PR #211, opened 2026-07-08
feat(plugins): first-class plugin agents in controller, restart, and pane detection

ryan-brosas:
## Summary

Makes **agent-plugin-defined types first-class** across the four paths where previously only built-in agents (claude, codex, gemini, …) were handled. A plugin registered via a TOML file in `~/.config/ntm/agents/<name>.toml` (e.g. a `pi` plugin — the motivating example) can now be used exactly like a built-in agent for:

1. **Controller** — `ntm controller <session> --agent-type=<plugin>` (was: `unknown agent type`).
2. **Restart relaunch command** — a restarted plugin pane keeps the plugin's command template instead of collapsing to a bare alias.
3. **Pane-type detection** — a pane running `<plugin>` now classifies as `type: <plugin>` instead of `"user"`, which unblocks type-based features (restart selection, dashboard).
4. **Restart readiness gate** — plugin agents are recognized as ready (they have no shared content-readiness signature, so a live agent child process is the readiness signal).

This **completes the plugin dispatch that `spawn`/`add` already had** — `controller`/`restart`/`detection` were the remaining gaps. Mirrors the existing `oc`/opencode fallback comment (ntm#193) and follows the precedent of the recently-merged hermes plugin PR (#203).

## Why

Before this change a plugin agent could be spawned/added but:
- could not serve as the controller (`unknown agent type: pi`),
- a pane running it was reported as `type: "user"`, so `--robot-restart-pane` **skipped it entirely** (`restarted: []`), and even when forced it relapsed to a bare shell (no relaunch command).

This makes plugin agents fully usable end-to-end.

## How (minimal, DRY)

Two shared helpers in `internal/plugins`, wired as **fallbacks behind the built-in checks** (built-in behavior is unchanged — only the previously-failing `default`/`unknown` cases change):

- `ResolveAgentCommand(name, dir)` — name/alias → plugin command template (used by controller + restart relaunch).
- `AgentTypeForCommand(command)` — pane command → plugin type, via a `sync.Once`-cached index (used by pane-type detection). Testable core: `buildPluginCmdIndexFrom(dir)` + `matchCommandIndex(index, command)`.

The tmux-layer dispatch (`detectAgentFromCommand`) uses a package-level `var resolvePluginAgentType` (defaults to `plugins.AgentTypeForCommand`) so it is unit-testable without depending on the real cached/default-dir index.

`plugins/defaultAgentsDir()` intentionally duplicates `config.DefaultPath()`'s env resolution (`NTM_CONFIG` / `XDG_CONFIG_HOME` / `$HOME`) because `plugins` cannot import `config` — the cycle is **transitive** (`config → watcher → agentmail → tmux → plugins`), not direct. The ~10 lines of pure env logic are the standard Go cycle-break; documented inline.

## Verification

- `go build ./...`, `go vet`, `gofmt` clean.
- Tests green **with `-race`**: new `TestResolveAgentCommand`, `TestBuildPluginCmdIndexFromAndMatch` (bare/alias/prefix/`/pi-`/`./pi`/case-insensitive + no-false-match on `pine`/`spi-foo`), `TestDetectAgentFromCommandPluginFallback` (injectable resolver; built-ins still win; unknown → user). Existing `detectAgentFromCommand`, controller, restart, and `selectRestartPaneTargets` tests unchanged.
- **Live (5/5 cycles)** on a real `pi` plugin: `ntm spawn --pi=1` → `ntm controller --agent-type=pi` → `ntm --robot-restart-pane` each yielded `success: true`, `failed: []`, `agent_relaunched: true`, and `type: "pi"` persisted across the restart.

## Backwards compatibility

Additive. Built-in agents are unchanged (checked first). Unknown `--agent-type` still errors. No behavior change for users without plugins.

## Known limitations (intentionally out of scope)

- `--type=<plugin>` filter is **not precise** (it is ignored for plugin types; use `--panes=N` for precise targeting). Fixing it cleanly means touching the hot-path `translateAgentTypeForStatus`, tracked as a follow-up.
- `AgentTypeForCommand` index is `sync.Once`-cached for the process lifetime; a plugin added **mid-run** to a long-lived process (e.g. the monitor) won't be picked up until that process restarts. Documented inline; no current caller needs hot-reload.
- `defaultAgentsDir()` honors `NTM_CONFIG` env but not the `--config` CLI flag (the tmux pane-detection layer has no `--config` context — same boundary as the existing built-in detection).
- `agent_counts` has no per-plugin field (cosmetic only; the `type` field is correct).
- Plugin agents run under a wrapper (`bun`/`node`) are not detected (only direct binaries); the existing `detectAgentFromProcessTree` path is built-in-only.

## Note

`TestNormalizeProjectScopedSessionName_RejectsAmbiguousConfiguredProjectPrefix` fails on clean `04877bc` (pre-existing, unrelated to this change — verified by stashing the branch and testing the clean base).

### DIFF
--- a/internal/cli/controller.go
+++ b/internal/cli/controller.go
@@ -14,6 +14,7 @@ import (
 	"github.com/Dicklesworthstone/ntm/internal/config"
 	"github.com/Dicklesworthstone/ntm/internal/kernel"
 	"github.com/Dicklesworthstone/ntm/internal/output"
+	"github.com/Dicklesworthstone/ntm/internal/plugins"
 	"github.com/Dicklesworthstone/ntm/internal/robot"
 	"github.com/Dicklesworthstone/ntm/internal/tmux"
 )
@@ -171,7 +172,7 @@ Custom prompt files support template variables:
 		},
 	}
 
-	cmd.Flags().StringVar(&agentType, "agent-type", "cc", "Agent type: cc, cod, gmi, agy, cursor, windsurf|ws, aider, oc, or ollama")
+	cmd.Flags().StringVar(&agentType, "agent-type", "cc", "Agent type: cc, cod, gmi, agy, cursor, windsurf|ws, aider, oc, or ollama; or any registered agent plugin (e.g. pi, pia)")
 	cmd.Flags().StringVar(&promptFile, "prompt", "", "Custom prompt file (supports template variables)")
 	cmd.Flags().BoolVar(&noPrompt, "no-prompt", false, "Skip sending initial prompt")
 	cmd.ValidArgsFunction = completeSessionArgs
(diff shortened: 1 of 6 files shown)


ryan-brosas:
Apologies for the noise — I see now in CONTRIBUTING.md that outside contributions aren't accepted here. Closing this PR. (If any of the approach is useful to you, please feel free to take whatever you like with no attribution needed.)

Issue #217, opened 2026-07-10
Allow --pane flag to be used with `ntm --robot-send`


etafund:
Right now, `ntm --robot-send` command broadcasts a message to all agents in a given NTM session. It would be useful for robots to have a way to atomically send a message to a single coding agent pane (via `--pane` flag) within a broader NTM session. 

Right now, robots must use the human-oriented workaround of calling `ntm send <session> --pane=<pane> "<message>"`, which doesn't return a JSON object. Something like this -- ``ntm --robot-send=<session> --pane=<pane> --msg="<message>" ` would be preferrable as it has better agent ergonomics and returns an informative JSON object that can help steer the model.

hiSandog:
It would help to define the JSON error contract when `--pane` identifies no pane or more than one pane, so robot callers can distinguish selection failures from send failures. A test could also cover pane names or indexes containing shell-significant characters to confirm the robot path does not inherit the human command’s quoting behavior. Should omitting `--pane` deliberately preserve the current broadcast semantics for backward compatibility?

Dicklesworthstone:
Shipped in [v1.20.0](https://github.com/Dicklesworthstone/ntm/releases/tag/v1.20.0).

`ntm --robot-send=SESSION --pane=N|W.P|%N --msg=...` now selects exactly one physical pane and returns the normal typed robot JSON response. The implementation rejects empty, ambiguous, nonexistent, and conflicting `--pane`/`--panes` selectors before delivery, and the same target is preserved for `--track`.

Coverage includes `TestRobotSendSingularPaneRealTmux` plus built-binary canonical-pane E2E for exact targeting and failure envelopes. The release commit `4fd9b442` passed two independent canonical DSR quality runs (18/18 checks each), including 121 top-level / 578 total primary E2E passes with zero failures or skips.

PR #218, opened 2026-07-11
fix: add --robot-send-pane flag for atomic single-pane robot sends

AruneshDwivedi:
### Summary

Issue #217 asks for robots to target a single agent pane atomically when using `ntm --robot-send`, instead of only the human-oriented `--panes` filter. This adds a `--robot-send-pane` flag that sets the single pane index and feeds the same `SendOptions.Panes` filter the rest of the send path already honors.

### Changes

- Added `robotSendPane` var and registered `--robot-send-pane` on the root command (the bare `--pane` name is already taken by `--robot-history` on the root command and by subcommands, so a scoped name avoids a flag collision).
- In the `robot-send` path, when `--robot-send-pane` is set it populates the pane filter with that single index and errors if combined with `--panes`.
- Builds and the existing `go build ./cmd/ntm` pass; full `go test -short` requires the `tmux` binary which isn't present in this environment.

### Testing
- [x] `go build ./cmd/ntm` passes
- [ ] `go test -short ./...` (blocked: tmux not installed in sandbox)

### DIFF
--- a/internal/cli/root.go
+++ b/internal/cli/root.go
@@ -1362,6 +1362,13 @@ Shell Integration:
 			if robotPanes != "" {
 				paneFilter = strings.Split(robotPanes, ",")
 			}
+			if robotSendPane != "" {
+				if robotPanes != "" {
+					fmt.Fprintf(os.Stderr, "Error: --pane and --panes are mutually exclusive\n")
+					os.Exit(1)
+				}
+				paneFilter = []string{robotSendPane}
+			}
 			// Parse exclude list
 			var excludeList []string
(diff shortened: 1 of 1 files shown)


Dicklesworthstone:
Thanks for this — per project policy I don't merge outside PRs, but I reviewed the approach and the underlying need (#217, atomic single-pane robot send) already ships on main: `--robot-send --pane=N|W.P|%N` (mutually exclusive with `--panes`), which targets the same `SendOptions` pane filter your PR did. Closing as already-implemented. Appreciate the contribution!

Issue #228, opened 2026-07-19
dcg pre-send hook: extracted command starting with "-" crashes clap and fails the whole send


IvanWest33:
## Summary

With `[integrations.dcg] enabled = true`, `ntm send` fails hard (rc=1, nothing delivered to any pane) whenever the prompt contains a markdown bullet line that the pre-send heuristic extracts as a likely command. The dcg check never returns a verdict; it crashes on argument parsing, and the error is treated as fatal for the send.

## Environment

- ntm: devel build from main (hit on a 2026-07-02 build; code path unchanged on current main)
- dcg: 0.6.5
- Linux (Ubuntu), also reproduces on macOS

## Chain

1. `extractLikelyCommands` selects any prompt line containing `&&`, `||`, `;`, `|`, `--force`, `--hard`, ` -rf` or ` -fr`. `normalizeCommandLine` strips `$ `, `> ` and `# ` prefixes but not markdown list markers, so a line like `  - run br list && git status` becomes the candidate `- run br list && git status`.
2. `DCGAdapter.CheckCommand` (internal/tools/dcg.go) runs `dcg --robot test --format json <candidate>` without a `--` terminator. The candidate starts with `-`, so clap parses it as a flag and exits 2: `error: unexpected argument '- ' found`.
3. `maybeBlockSendWithDCG` (internal/cli/send.go) returns any adapter error as fatal, so the whole send fails with `dcg test failed: exit status 2: ...` and nothing is delivered.

## Repro

```
$ dcg --robot test --format json "- run br list && git status" ; echo $?
error: unexpected argument '- ' found
2

$ dcg --robot test --format json -- "- run br list && git status" >/dev/null ; echo $?
0
```

End to end: enable the dcg integration and run `ntm send <session> --file prompt.txt` against a codex pane, where prompt.txt contains a bullet line with `&&`. The send returns success:false with the dcg error recorded in history.jsonl, and nothing reaches the pane.

## Impact

This took our autonomous dispatch fleet down for 6 days. A controller loop drives `ntm send --file` into Codex panes; every assignment prompt contains bullet lines, so every dispatch failed, while short health probe sends without bullets kept succeeding. That made it look like pane or agent trouble instead of transport. Workaround was `[integrations.dcg] enabled = false`.

## Proposed fix

An illustrative PR accompanies this issue (per CONTRIBUTING, for your agents to review, not direct merge):

[...]

PR #229, opened 2026-07-19
fix(send): pass dcg pre-send candidates after "--" and strip bullet markers

IvanWest33:
Illustrative fix for #228, filed per CONTRIBUTING.md: I know direct outside PRs are not merged; this is for your agents to review and adapt.

## What

- `internal/tools/dcg.go`: pass the checked command after the `--` terminator in `CheckCommand` and `CheckCommandExtended`, so a candidate starting with `-` is always treated as the positional COMMAND and never parsed as flags. This is the fix dcg's own error tip suggests.
- `internal/cli/send.go`: strip `- ` and `* ` markdown list markers in `normalizeCommandLine`, so the pre-send guard evaluates the command text rather than the markdown decoration.

## Why

See #228: a prompt bullet line like `  - run br list && git status` is extracted as a candidate, keeps its `- ` marker, crashes dcg's clap parser (exit 2), and `maybeBlockSendWithDCG` turns that adapter error into a hard failure of the entire send. In our deployment this silently killed 100% of controller-driven dispatches for 6 days while short health probe sends kept passing.

## Tests

- New `TestCheckCommandLeadingDashCommand` with a clap-emulating fake dcg binary. On the old argv construction it fails with exactly the production error (`dcg test failed: exit status 2: error: unexpected argument ... found`); with `--` it passes.
- Bullet cases added to the `TestExtractLikelyCommands` table.
- `go test ./internal/tools/` passes. `./internal/cli/` passes except the pre-existing `TestFindGitHookPathLinkedWorktree`, which reads the developer's global `core.hooksPath` and fails on any machine where that is set globally; unrelated to this change.

Not touched: the fail-open vs fail-closed policy for adapter errors in `maybeBlockSendWithDCG` (see the issue).

### DIFF
--- a/internal/cli/send.go
+++ b/internal/cli/send.go
@@ -3353,6 +3353,12 @@ func extractLikelyCommands(prompt string) []string {
 
 func normalizeCommandLine(line string) string {
 	trimmed := strings.TrimSpace(line)
+	if strings.HasPrefix(trimmed, "- ") {
+		trimmed = strings.TrimSpace(strings.TrimPrefix(trimmed, "- "))
+	}
+	if strings.HasPrefix(trimmed, "* ") {
+		trimmed = strings.TrimSpace(strings.TrimPrefix(trimmed, "* "))
+	}
 	if strings.HasPrefix(trimmed, "$ ") {
 		trimmed = strings.TrimSpace(strings.TrimPrefix(trimmed, "$ "))
 	}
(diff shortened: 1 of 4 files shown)


Dicklesworthstone:
Exactly the right diagnosis — thank you. Per policy I don't merge outside PRs, but both halves shipped on main (060e6cb3): dcg candidates are passed after a `--` terminator so leading-dash commands stay positional, and `normalizeCommandLine` strips markdown/prompt decoration (bullets, checkboxes, ordered lists, `$`/`>`/`#` prompts) before the guard evaluates the command — broader than the `- `/`* ` case. Closing as already-fixed.

PR #248, opened 2026-08-10
fix(install): suppress noisy curl 404 when probing checksum candidates

### LINKED ISSUE #247: install.sh: misleading curl 404 error printed during a successful install
## Description

Running the installer succeeds, but prints a scary-looking curl error partway through, making a fully successful install look broken:

```
$ curl -fsSL "https://raw.githubusercontent.com/Dicklesworthstone/ntm/main/install.sh" | bash -s -- --easy-mode
==> Installing ntm...
==> Detected platform: linux_amd64
==> Install directory: /home/user/.local/bin
==> Fetching latest version...
==> Installing ntm v1.22.1 for linux_amd64
==> Downloading from https://github.com/Dicklesworthstone/ntm/releases/download/v1.22.1/ntm_1.22.1_linux_amd64.tar.gz...
==> Verifying checksum...
curl: (22) The requested URL returned error: 404
tar: Ignoring unknown extended header keyword 'LIBARCHIVE.xattr.com.apple.provenance'
==> Installed ntm v1.22.1 to /home/user/.local/bin/ntm
...
==> Installation complete!
```

## Root cause

`download_release_checksums()` in `install.sh` tries three checksum-file candidates in order: `checksums.txt`, `SHA256SUMS`, `<asset>.sha256`. The current v1.22.1 release only publishes `SHA256SUMS` and per-asset `.sha256` files — there is no `checksums.txt` asset, so the first probe always 404s. `download_file()` (used for the probe) always calls `curl -fsSL` without suppressing stderr, so curl's own `curl: (22) The requested URL returned error: 404` line leaks straight to the user's terminal even though the function immediately falls through to the next candidate and succeeds.

The install is not actually broken — checksum verification does complete successfully against `SHA256SUMS` — but the visible 404 makes it look like something failed, which is confusing (I initially assumed the release was missing an asset).

## Expected behavior

Probing for an optional/alternate checksum filename that's expected not to always exist shouldn't print a raw tool error to the user when a later candidate succeeds.

## Fix

I've opened a PR that suppresses curl/wget's own stderr output specifically for the checksum-candidate probing loop (via a `quiet` flag on `download_file()`), while leaving error output intact for the primary asset download itself. Verified locally that the noisy 404 line disappears and checksum verification + install still succeed.

d3v3l0:
## Summary

- Fixes #247: `install.sh` printed a raw `curl: (22) The requested URL returned error: 404` while probing for an optional `checksums.txt` asset that doesn't exist in current releases (only `SHA256SUMS` and per-asset `.sha256` files are published), even though it immediately falls through to the next candidate and the install completes successfully.
- Adds a `quiet` flag to `download_file()` and passes it from `download_release_checksums()`'s probing loop, so expected-to-fail candidate probes don't leak the underlying curl/wget error to the user. The primary asset download still shows errors normally.

## Test plan

- [x] Ran `install.sh` locally against a scratch install dir before the fix — reproduced the `curl: (22) ... 404` line despite a fully successful install.
- [x] Ran it again after the fix — the 404 line is gone, `Verifying checksum...` is immediately followed by the tar extraction, and the install still succeeds.
- [x] Ran the installed binary (`ntm version`) to confirm the extracted binary is valid and checksum verification actually ran (not skipped).

### DIFF
--- a/install.sh
+++ b/install.sh
@@ -172,15 +172,26 @@ normalize_release_version() {
     printf 'v%s\n' "${version#v}"
 }
 
-# Download a file
+# Download a file. Pass "true" as the third argument to suppress the
+# underlying tool's own error output (used when a 404 is an expected,
+# silently-handled fallback rather than a real failure).
 download_file() {
     local url="$1"
     local dest="$2"
+    local quiet="${3:-false}"
 
     if has_cmd curl; then
-        curl -fsSL "$url" -o "$dest" || return 1
+        if [ "$quiet" = true ]; then
+            curl -fsSL "$url" -o "$dest" 2>/dev/null || return 1
+        else
+            curl -fsSL "$url" -o "$dest" || return 1
+        fi
     elif has_cmd wget; then
-        wget -q "$url" -O "$dest" || return 1
+        if [ "$quiet" = true ]; then
+            wget -q "$url" -O "$dest" 2>/dev/null || return 1
+        else
+            wget -q "$url" -O "$dest" || return 1
+        fi
     else
         print_error "Neither curl nor wget found. Please install one."
         return 1
@@ -316,7 +327,7 @@ download_release_checksums() {
     for candidate in "${candidates[@]}"; do
         checksum_url=$(build_download_url "$version" "$candidate")
         checksum_path="${dest_dir}/${candidate}"
-        if download_file "$checksum_url" "$checksum_path"; then
+        if download_file "$checksum_url" "$checksum_path" true; then
             printf '%s\n' "$checksum_path"
             return 0
         fi


Dicklesworthstone:
Thanks for the report and the illustrative PR! Per project policy (see the README's *About Contributions* section) I don't merge outside PRs, but your diagnosis was reviewed and was spot-on.

I implemented the fix independently in d9d114e1 with a slightly different shape: instead of a `quiet` parameter on `download_file`, there's a separate `try_download_file` helper used only by the probing loop (keeps the mandatory-download path's error semantics untouched and self-documenting), and the candidate order was flipped to probe `SHA256SUMS` first since that's what current releases actually publish — so the common case never 404s at all. The installer E2E test matrix was updated to pin the new behavior.

Appreciate you taking the time — the issue write-up (#247) made this a five-minute verify-and-fix.

Issue #249, opened 2026-08-10
bug: CM integration silently drops context due to HTTP and CLI schema mismatch


profplum700:
## Summary

NTM 1.22.1's CM clients do not match the HTTP or CLI contracts exposed by cass-memory 0.2.13. Context requests therefore appear successful but deserialize to empty/null fields, so `ntm memory context` and spawn recovery silently omit available CM/CASS history.

## Versions

- NTM: `1.22.1` (`1110bce247d4bd90247301bbea8a01915159c86b`)
- cass-memory / `cm`: `0.2.13`

Both are the latest GitHub releases as of 2026-08-10.

## HTTP mismatch

`internal/cm.Client.GetContext` currently posts a legacy body to `/context` and decodes the HTTP response directly into `ContextResult`:

```json
{"task":"test task"}
```

The current CM server treats POST bodies as MCP JSON-RPC. The legacy request returns HTTP 200 with:

```json
{"jsonrpc":"2.0","id":null,"error":{"code":-32601,"message":"Unsupported method: undefined"}}
```

Because the HTTP status is 200 and unknown JSON fields are ignored, NTM returns a `ContextResult` whose slices are nil rather than surfacing the JSON-RPC error.

Reproduction with an NTM-managed `cm serve --port 8200` daemon:

```bash
ntm memory context "test task" --json
```

Observed:

```json
{
  "relevantBullets": null,
  "antiPatterns": null,
  "historySnippets": null,
  "suggestedCassQueries": null
}
```

Direct CM MCP `tools/call` for `cm_context` returns populated `content[].text`, including history snippets.

## CLI recovery mismatch

`CLIClient.GetContext` unmarshals `cm context ... --json` directly into `CLIContextResponse`. CM 0.2.13 returns its data under the standard success envelope:

```json
{
  "success": true,
  "command": "context",
  "data": {
    "relevantBullets": [],
    "antiPatterns": [],
    "historySnippets": [],
    "suggestedCassQueries": []
  },
  "metadata": {},
  "timestamp": "..."
}
```

NTM reads `success` but misses every field under `data`. This affects the CLI client used by spawn recovery.

## Related endpoints

The same client also uses legacy `GET /health` and `POST /outcome` requests. CM's current server is MCP HTTP-only (`ping` and `tools/call`, including `cm_outcome`), so those paths should be reviewed at the same time. In particular, an HTTP 200 JSON-RPC error must not be treated as a successful outcome write.

## Expected behavior

[...]

PR #250, opened 2026-08-11
fix(cm): use current MCP server contract

profplum700:
## Problem

NTM recovery still calls the removed CM REST endpoints (`/context`, `/health`, and `/outcome`). Current CM serves JSON-RPC MCP at its root, so recovery emits timeout/failure warnings even while both CM and CASS are healthy. The current CM CLI also wraps context under `data`, and CASS history snippets now carry source metadata instead of placeholder `id`/`content` fields.

Refs #249.

## Changes

- route CM health through MCP `ping`
- route context and outcome through MCP `tools/call` (`cm_context` and `cm_outcome`)
- retain the NTM session ID required by `cm_outcome`
- preserve legacy sentiment in outcome notes because the current MCP schema has no sentiment field
- decode both the current CLI envelope and the legacy bare response
- preserve full CASS history metadata in the serve adapter
- update focused HTTP adapter and CM tests for the current wire contract

## Validation

- `go test -short ./internal/cm ./internal/tools` via RCH: pass
- `go test -short ./internal/serve -run TestHandleMemoryContext` via RCH: pass
- `go build ./cmd/ntm` and release build via RCH: pass
- live `ntm memory context` against CM: 10 history snippets, no degraded state
- isolated recovery-enabled spawn: recovery prepared without CM, Agent Mail, or recovery-window warnings; Codex reached a working prompt and Agent Mail connected

The repository-wide `go test -short ./...` was also run through RCH. The changed CM and serve packages passed; the run still has unrelated timing/environment failures in existing e2e pipeline, Agent Mail call-count, approval/audit timers, scheduler cooldown, tmux multibyte, and TUI color tests. `make lint` could not execute `golangci-lint` because v2.12.2 is not installed on the worker.

### DIFF
--- a/internal/cm/client.go
+++ b/internal/cm/client.go
@@ -20,8 +20,27 @@ import (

Problem statement:
Take the entries above and copy them exactly from the first line through the line with "4. **Restart readiness"; leave out every line after it.

Response to this exercise:
PR #211, opened 2026-07-08
feat(plugins): first-class plugin agents in controller, restart, and pane detection

ryan-brosas:
## Summary

Makes **agent-plugin-defined types first-class** across the four paths where previously only built-in agents (claude, codex, gemini, …) were handled. A plugin registered via a TOML file in `~/.config/ntm/agents/<name>.toml` (e.g. a `pi` plugin — the motivating example) can now be used exactly like a built-in agent for:

1. **Controller** — `ntm controller <session> --agent-type=<plugin>` (was: `unknown agent type`).
2. **Restart relaunch command** — a restarted plugin pane keeps the plugin's command template instead of collapsing to a bare alias.
3. **Pane-type detection** — a pane running `<plugin>` now classifies as `type: <plugin>` instead of `"user"`, which unblocks type-based features (restart selection, dashboard).
4. **Restart readiness gate** — plugin agents are recognized as ready (they have no shared content-readiness signature, so a live agent child process is the readiness signal).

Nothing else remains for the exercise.